# Source material:
PR #1146, opened 2026-06-26
test(appium): paywall smoke scenario + automated account control

kar:
## What & why

Adds a second iOS Appium/WDIO smoke scenario: **open the Adapty paywall, screenshot it, and strict-compare to a committed golden**.

The paywall only appears for an **inactive (libre)** account — the opposite of the existing DNS-onboarding scenario, which needs an **active** account. Today the test device's account is pinned active by hand. So the core of this change is an **automated way to switch account state before each scenario**, replacing the manual pin.

## How account control works

It reuses the app's existing command bus through the support chat: any message prefixed `cc ` is routed to `command.onCommandString`, so `cc restore <id>` runs the `restore` command. This works on the real `six` debug build with **no app code change** and no gating.

- `flows/account.ts` — `ensureAccountActive()` / `ensureAccountInactive()` restore a dedicated account by id (`BLOKADA_ACTIVE_ACCOUNT_ID` / `BLOKADA_INACTIVE_ACCOUNT_ID`). Each spec self-provisions its state, so the suite is order-independent and self-healing. `restoreAccount` waits for a history-proof completion signal before relaunching to a clean Home.
- The power toggle's `value` reflects **protection on/off, not account state**, so account state is verified **behaviorally** (paywall appears for inactive; protection/DNS path for active), with negative guards that fail clearly if the account turns out wrong.

## What's included

- `specs/smoke/paywall.spec.ts` — restore inactive → tap power → assert native paywall presents → screenshot → strict golden compare.
- `support/golden.ts` — `pixelmatch` + `pngjs` comparison: status-bar masking, configurable threshold, `UPDATE_GOLDEN=1` to (re)generate, diff/actual artifacts on mismatch.
- `wdio.conf.ts` — explicit ordered `specs` (paywall first → suite ends with the device **active**, the default most scenarios expect). New specs must be registered here.
- `dns-onboarding.spec.ts` — added a self-healing `before` hook (`ensureAccountActive`) + relaunch to clear any leftover modal.
- `appium-smoke.yml` — passes the two account secrets to the run step.
- devDeps: `pixelmatch`, `pngjs`, `@types/pngjs`.

## Verification done

- `tsc --noEmit`: no errors in new/changed files (only pre-existing baseline noise).
- `make -C automation/appium test`: 100/100 harness unit tests pass.
- Golden mask + diff mechanics validated against synthetic PNGs.
- One code-review pass addressed (leftover-modal lifecycle, restore-race completion gate, strict-golden artifacts, false-pass guards). Not yet run end-to-end on a device.

## Operator actions required before this is green in CI

1. **Create two GitHub secrets**: `BLOKADA_ACTIVE_ACCOUNT_ID` (active, non-family) and `BLOKADA_INACTIVE_ACCOUNT_ID` (inactive/libre, non-freemium, non-family). Use **throwaway dev accounts** — the id is typed into the support chat and can appear in CI failure artifacts.
2. **Capture + commit the golden baseline** on the CI device: `UPDATE_GOLDEN=1 make appium-test`, then commit `automation/appium/wdio/src/specs/smoke/__golden__/paywall.png`. Strict compare fails until it exists. Regenerate after any intentional paywall change.
3. **Live-validate selectors** with the appium harness: home gear, support row, the unlabeled chat **send button** (coordinate-tap fallback — most fragile), and the Adapty paywall CTA predicate.

## Run locally before merge

```bash
export BLOKADA_ACTIVE_ACCOUNT_ID=... BLOKADA_INACTIVE_ACCOUNT_ID=... IOS_AUTO_SELECT_FIRST=1
make -C common build-ios
UPDATE_GOLDEN=1 make appium-test   # first time: writes the golden; inspect + commit it
make appium-test                   # strict compare, as CI runs it
```

### DIFF
--- a/.github/workflows/appium-smoke.yml
+++ b/.github/workflows/appium-smoke.yml
@@ -50,6 +50,11 @@ jobs:
         env:
           IOS_AUTO_SELECT_FIRST: "1"
           SHOW_XCODE_LOG: "0"
+          # Dedicated dev accounts the specs restore via the support-chat command
+          # bus: paywall needs inactive (libre, non-freemium, non-family),
+          # DNS onboarding needs active (non-family).
+          BLOKADA_ACTIVE_ACCOUNT_ID: ${{ secrets.BLOKADA_ACTIVE_ACCOUNT_ID }}
+          BLOKADA_INACTIVE_ACCOUNT_ID: ${{ secrets.BLOKADA_INACTIVE_ACCOUNT_ID }}
         run: make appium-test
 
       - name: Upload appium screenshots on failure
--- a/automation/appium/README.md
+++ b/automation/appium/README.md
@@ -290,7 +290,22 @@ If the session drops unexpectedly, first suspect device auto-lock or lost foregr
 
 ## Extending the Suite
 
-- Add specs under `automation/appium/wdio/src/specs/`.  
+- Add specs under `automation/appium/wdio/src/specs/` **and register them in the
+  explicit `specs` list in `wdio.conf.ts`** (the glob was replaced so spec order
+  is deterministic). Order by account state: inactive-account scenarios first,
+  active-account scenarios last, so the suite ends with the device active.
+- Control account state with `flows/account.ts`: `ensureAccountActive()` /
+  `ensureAccountInactive()` restore a dedicated account via the support-chat
+  command bus (`cc restore <id>`), reading the ids from the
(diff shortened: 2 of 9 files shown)


kar:
Superseded by #1147 — this PR auto-closed when its head branch was renamed to `appium-paywall-smoke`.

# What this task involves:
All lines with the word "appears" should be copied from the material above.

# Reply:
The paywall only appears for an **inactive (libre)** account — the opposite of the existing DNS-onboarding scenario, which needs an **active** account. Today the test device's account is pinned active by hand. So the core of this change is an **automated way to switch account state before each scenario**, replacing the manual pin.
- The power toggle's `value` reflects **protection on/off, not account state**, so account state is verified **behaviorally** (paywall appears for inactive; protection/DNS path for active), with negative guards that fail clearly if the account turns out wrong.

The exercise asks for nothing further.